Wrestling with some dismal data on the waning strength of America’s organized labor, Secretary of Labor Hilda L. Solis tried to make the best of it. She said in her January 21st press release that the data showed the need for workers to unionize.
The Bureau of Labor Statistics reported on January 21 that the unionization rate of employed wage and salary workers dropped noticeably last year. For 2010, the agency announced, the rate nationwide fell to 11.9 percent overall, from 12.3 percent in 2009. In the private sector, the news was no better. The rate there dropped to 6.9 percent, from 7.2 the year before. There are 16.9 million workers in jobs covered by collective bargaining agreements, BLS reported, but 1.6 million of them indicated no union membership. Half of the 14.7 million union members lived in just six states: California, New York, Illinois, Pennsylvania, Ohio and New Jersey. The highest unionization rates were in education, training and library occupations. It is hard to imagine that half a century ago unions represented a third or more of America’s workforce.

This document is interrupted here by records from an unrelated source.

PR #4857, opened 2025-02-23
fix(frontend): timestamp in nanosecond for user snapshot

AntonioVentilii:
# Motivation

The correct value that the Rewards canister accepts is the timestamp in nanoseconds, so we adapt the code where necessary.


DenysKarmazynDFINITY (approved):
LGTM, thanks

PR #4835, opened 2025-02-20
style(frontend): Figma Sync adjust placeholder cards styling

daviddecentage:
# Motivation
We need to synchronize new Figma designs with our application. In this PR we focus on styling the 3 placeholder cards we have for no transactions, no tokens and failed index canister.

# Changes

- Adjusted styling for the cards
- Added new color for alpha 5 oisy blue which is used as card background

# Tests

image
image

PR #4871, opened 2025-02-24
refactor(frontend): Revert placeholder cards

daviddecentage:
# Motivation

Apparently the placeholder styles implemented in #4835 were a test in Figma and not intended to be implemented.

# Changes

Reverted placeholder cards to what it looked like before.

# Tests

image


BonomoAlessandro (approved):
LGTM

PR #4878, opened 2025-02-24
feat(frontend): updates rewards banner

BonomoAlessandro:
# Motivation

On IPhone the rewards banner appears blurry, so we needed to update the image.


daviddecentage (approved):
LGTM, thx

PR #4879, opened 2025-02-24
fix(frontend): iOS background bugfix

daviddecentage:
# Motivation

On iOS devices when switching from light mode to dark mode via the top right icon switcher, a part of the page remained light when scrolling down.

# Changes

To avoid this, we apply the background colors not only to the root/html element, but also to the position: fixed background image container, as the fixed property of that element would stay in place when scrolling.

# Tests

Tested on iPhone 14 Pro Max iOS 17.5.1, iPhone 14 Pro Max iOS v18.3.0 and iPhone 15 iOS v18.3.1 and the visual bug doesnt appear anymore.

Android seemed unaffected and works fine


BonomoAlessandro (approved):
LGTM

PR #4880, opened 2025-02-24
feat(frontend): add Airdrop slide to the carousel

DenysKarmazynDFINITY:
# Motivation

This PR includes the basic changes to include the feature airdrop as a slide to the carousel on the token page. The second PR of this feature should be a refactoring of `DappsCarousel` to make it more general. For that, I left a TODO comment.

Also, I had to move a place where `AirdropModal` was defined - it has to be moved to the global `Modals` component so it can be called from all parts of the app.

# Tests
Adjusted existing tests.


daviddecentage (approved):
LGTM, Thx!

PR #4896, opened 2025-02-25
feat(frontend): updates TokenInput.svelte

BonomoAlessandro:
# Motivation

The `TokenInput` field should also be used in the `SendForms`. Since the custom validation for the `SendAmount` components works with `errors` instead of `errorTypes`, the `TokenInput` should support this as well.

# Changes

- adds support for errors

### DIFF
--- a/src/frontend/src/lib/components/tokens/TokenInput.svelte
+++ b/src/frontend/src/lib/components/tokens/TokenInput.svelte
@@ -72,9 +72,9 @@
 	<div class="mb-2 text-sm font-bold"><slot name="title" /></div>
 
 	<TokenInputContainer
-			{focused}
-			styleClass="h-14 text-3xl"
-			error={nonNullish(errorType) || nonNullish(error)}
+		{focused}
+		styleClass="h-14 text-3xl"
+		error={nonNullish(errorType) || nonNullish(error)}
 	>
 		<div class="flex h-full w-full items-center">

But citing weekly wage differentials between union workers and non-union workers, the Administration’s chief (organized) labor advocate said that union jobs, with better benefits and pay, were central to restoring the middle class. Thus, the Secretary said, protecting the right to organize and bargain collectively was especially important to our economic recovery.
We wouldn’t count on a resurgence of union representation to fuel the engine of America’s recovery and job growth. If unions were so attractive, why are the BLS numbers so bleak? The recession took its toll on union jobs, as well as others. Unions could not prevent sizable layoffs in their members’ ranks and have not led the way back from high unemployment. They stand little chance of doing so, we think.
Despite the Secretary’s opinion, and the tinkering of a pro-union National Labor Relations Board trying to tilt the legal playing field in organized labor’s favor, America’s workers generally have shown little interest in casting their lot with the “fraternally yours” crowd. Perhaps a better educated, mobile, electronically oriented, and diverse workforce no longer sees as much value in traditional union representation — at least not enough to offset the cost in dollars and individual opportunity. And perhaps the Secretary’s generalizations on union workers’ compensation are too much influenced by the large contingent of public-sector union workers in the total mix and the shrinking clusters of union-dominated private-sector jobs. Employee free choice on union representation must be defended. Saddling America’s workers with unions they do not want to fulfill the Administration’s vision for economic reengineering, however, is ill-conceived.
Jobs with good wages and benefits are worth achieving. No one denies it. But unless these jobs are competitive, productive, and efficiently performed, and unless they reward individual achievement, they cannot last in today’s global economy. The President may have come to that realization as he seeks to reassure small business and corporate executives that he intends to rein in government regulation in order to create a climate conducive to growth and job creation. Unions have yet to show America’s workers they understand that need, too.